Воины еле передвигали ноги, но поддерживали друг друга, говоря:
– Мы уже на земле Сирии! Мы не проиграли ни одного сражения…
– Да! Если от нас бежала армия непобедимого султана Кылыч-Арслана, неужели нас остановят какие-то горы?
Слушая их, я тоже утверждался в благополучном исходе нашего Крестового похода: «А ведь правда! Господь на нашей стороне! Мы, несмотря ни на что, идём вперёд. Ещё немного усилий, и преодолеем этот проклятый перевал. Остаётся рукой подать до сирийской столицы. Милостью Божьей, мы непременно возьмём и Антиохию. А там один за другим освободим все сирийские города от „неверных“ и, наконец, победоносно завершим наш поход в Иерусалиме…»
5
В октябре 1097 года от Воплощения Господнего мы вступили в долину реки Оронт и приблизились к Антиохии.
Поначалу всё складывалось весьма успешно. Посланный графом Раймундом авангард с ходу захватил Железный мост через реку.

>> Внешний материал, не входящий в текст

PR #1241, opened 2026-06-21
fix(table): abort parquet data file writes after batch write failure

fallintoplace:
Summary

This changes the Parquet `WriteDataFile` error path to abort the open writer when a batch write fails, rather than calling `Close` and trying to finalize the file. If abort cleanup also fails, the returned error now includes both the original write error and the abort error.

The regression test uses a fake file writer to verify the write-failure path calls `Abort`, does not call `Close`, preserves the raw write error when abort succeeds, and joins both errors when abort also fails.

Testing

- `git diff --check`
- `go test ./table/internal -run '^TestWriteDataFileBatchesAbortsOnWriteError$' -count=1`
- `go test ./table/internal -count=1`
- `go run github.com/golangci/golangci-lint/v2/cmd/golangci-lint@v2.11.4 run --timeout=10m ./table/internal/...`
- `go test ./... -count=1`

### DIFF
--- a/table/internal/parquet_files.go
+++ b/table/internal/parquet_files.go
@@ -312,9 +312,15 @@ func (p parquetFormat) WriteDataFile(ctx context.Context, fs iceio.WriteFileIO, 
 		return nil, err
 	}
 
+	return writeDataFileBatches(w, batches)
+}
+
+func writeDataFileBatches(w FileWriter, batches []arrow.RecordBatch) (iceberg.DataFile, error) {
 	for _, batch := range batches {
 		if err := w.Write(batch); err != nil {
-			w.Close()
+			if abortErr := w.Abort(); abortErr != nil {
+				return nil, errors.Join(err, abortErr)
+			}
 
 			return nil, err
 		}
--- a/table/internal/parquet_files_internal_test.go
+++ b/table/internal/parquet_files_internal_test.go
@@ -1,0 +1,90 @@
+// Licensed to the Apache Software Foundation (ASF) under one
+// or more contributor license agreements.  See the NOTICE file
+// distributed with this work for additional information
+// regarding copyright ownership.  The ASF licenses this file
+// to you under the Apache License, Version 2.0 (the
+// "License"); you may not use this file except in compliance
+// with the License.  You may obtain a copy of the License at
+//
+//   http://www.apache.org/licenses/LICENSE-2.0
+//
+// Unless required by applicable law or agreed to in writing,
+// software distributed under the License is distributed on an
+// "AS IS" BASIS, WITHOUT WARRANTIES OR CONDITIONS OF ANY
+// KIND, either express or implied.  See the License for the
+// specific language governing permissions and limitations
+// under the License.
+
+package internal
+
+import (
+	"errors"
+	"testing"
+
+	"github.com/apache/arrow-go/v18/arrow"
+	"github.com/apache/iceberg-go"
+	"github.com/stretchr/testify/assert"
+	"github.com/stretchr/testify/require"
+)
+
+type failingWriteFileWriter struct {
+	writeErr error
+	abortErr error
+
+	abortCalled bool
+	closeCalled bool
+}
+
+func (w *failingWriteFileWriter) Write(arrow.RecordBatch) error {
+	return w.writeErr
+}
+
+func (*failingWriteFileWriter) BytesWritten() int64 {
+	return 0
+}
+
+func (w *failingWriteFileWriter) Close() (iceberg.DataFile, error) {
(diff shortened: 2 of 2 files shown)


table/internal/parquet_files_internal_test.go
```diff
@@ -0,0 +1,73 @@
...
+	return w.writeErr
+}
+
+func (*failingWriteFileWriter) BytesWritten() int64 {
+	return 0
+}
+
+func (w *failingWriteFileWriter) Close() (iceberg.DataFile, error) {
+	w.closeCalled = true
+	panic("Close should not be called after write failure")
```
laskoviymishka: This is the one I'd cover before merge. The panic here crashes the whole test binary if `Close` is ever called — the rest of the package's tests don't run, and you get a stack trace instead of a readable failure. The `closeCalled` set just above it is unreachable for assertion purposes, and the `assert.False(t, writer.closeCalled)` at the call site never runs if the panic fires.

Since we already track `closeCalled`, I'd drop the panic and let `assert.False(closeCalled)` do the work — it's the idiomatic way to say "this must not be called."

table/internal/parquet_files.go
```diff
@@ -312,11 +312,13 @@ func (p parquetFormat) WriteDataFile(ctx context.Context, fs iceio.WriteFileIO,
...
+	return writeDataFileBatches(w, batches)
+}
+
+func writeDataFileBatches(w FileWriter, batches []arrow.RecordBatch) (iceberg.DataFile, error) {
 	for _, batch := range batches {
 		if err := w.Write(batch); err != nil {
-			w.Close()
-
-			return nil, err
+			return nil, errors.Join(err, w.Abort())
```
laskoviymishka: Minor, take or leave. On the common path — write fails, abort succeeds — `errors.Join(err, nil)` doesn't return `err`, it wraps it in a `*joinError` with a different concrete type (and a trailing newline in `.Error()`). `errors.Is` still finds the write error so anything matching on it is fine, but a `==` sentinel check or type assertion on the returned error silently stops matching, and that's the expected case here, not an edge one.

I'd keep the raw error when abort succeeds:

```go
if abortErr := w.Abort(); abortErr != nil {
    return nil, errors.Join(err, abortErr)
}
return nil, err
```

table/internal/parquet_files_internal_test.go
```diff
@@ -0,0 +1,73 @@
...
+
+func TestWriteDataFileBatchesAbortsOnWriteError(t *testing.T) {
+	writeErr := errors.New("write failed")
+	abortErr := errors.New("abort failed")
+	writer := &failingWriteFileWriter{
+		writeErr: writeErr,
+		abortErr: abortErr,
+	}
+
+	df, err := writeDataFileBatches(writer, []arrow.RecordBatch{nil})
```
laskoviymishka: Nit. This only covers the both-errors case. The common path — write fails, abort succeeds (`abortErr == nil`) — is the one that exercises the type-wrapping I flagged in `parquet_files.go`, and it's untested. I'd make this table-driven with two subcases (abort succeeds / abort fails) and assert in the abort-succeeds case that the returned error is the raw `writeErr`, not a join.

While you're here: `[]arrow.RecordBatch{nil}` works only because the fake's `Write` ignores its arg — a one-line comment saying so would save the next reader from thinking this validates nil-batch handling.

laskoviymishka (changes requested):
Nice, this is the right fix. Routing the error path through `Abort()` instead of `Close()` avoids writing a footer on a half-finished file and sidesteps a likely panic in `pqarrow.FileWriter.Close()` on partial state, and the whitebox helper plus fake is a clean way to pin the control-flow choice.

One thing I'd like to cover before merge: the fake panics on `Close`, which crashes the whole package test binary if `Close` ever gets called - you get a stack trace instead of a readable failure and the rest of the package's tests don't run. We already track `closeCalled`, so `assert.False` can carry that assertion cleanly. Details inline.

The rest are nits, take or leave. On the common path `errors.Join(err, nil)` wraps the write error in a `*joinError` instead of returning it raw (`errors.Is` still works), and the test only exercises the both-fail case. I'd add the abort-succeeds path. Both inline.

One for a follow-up, not this PR: `Abort()` closes the file handle but doesn't delete it, so for blob backends an aborted write leaves an orphaned footer-less object in the store. It's pre-existing (same call in `rolling_data_writer.go`) and invisible to readers since the snapshot never commits, but it's worth a tracking issue to mirror Java's `BaseTaskWriter.abort()` and actually remove the file.

laskoviymishka (approved):
Thanks for that!

:shipit:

Мы переправились и встали лагерем у стен сирийской столицы, заняв место от Собачьих ворот до Корабельного моста.
Слева от нас, вплоть до ворот Святого Павла, расположились воины Роберта Нормандского и Боэмунда Тарентского, а справа, ближе к воротам Дюка, ратники Готфрида Бульонского.
Граф Раймунд, со свойственной ему решительностью, предложил союзникам незамедлительно, пока защитники города не опомнились, пойти на штурм, но остальные вожди воспротивились, посчитав это предприятием опасным.
Даже герцог Бульонский, прежде всегда поддерживающий графа Раймунда, заявил, что его воины начнут штурм не раньше чем прибудет подкрепление из Франции.
В нежелании начинать штурм сквозил только один вопрос: кто будет владеть Антиохией?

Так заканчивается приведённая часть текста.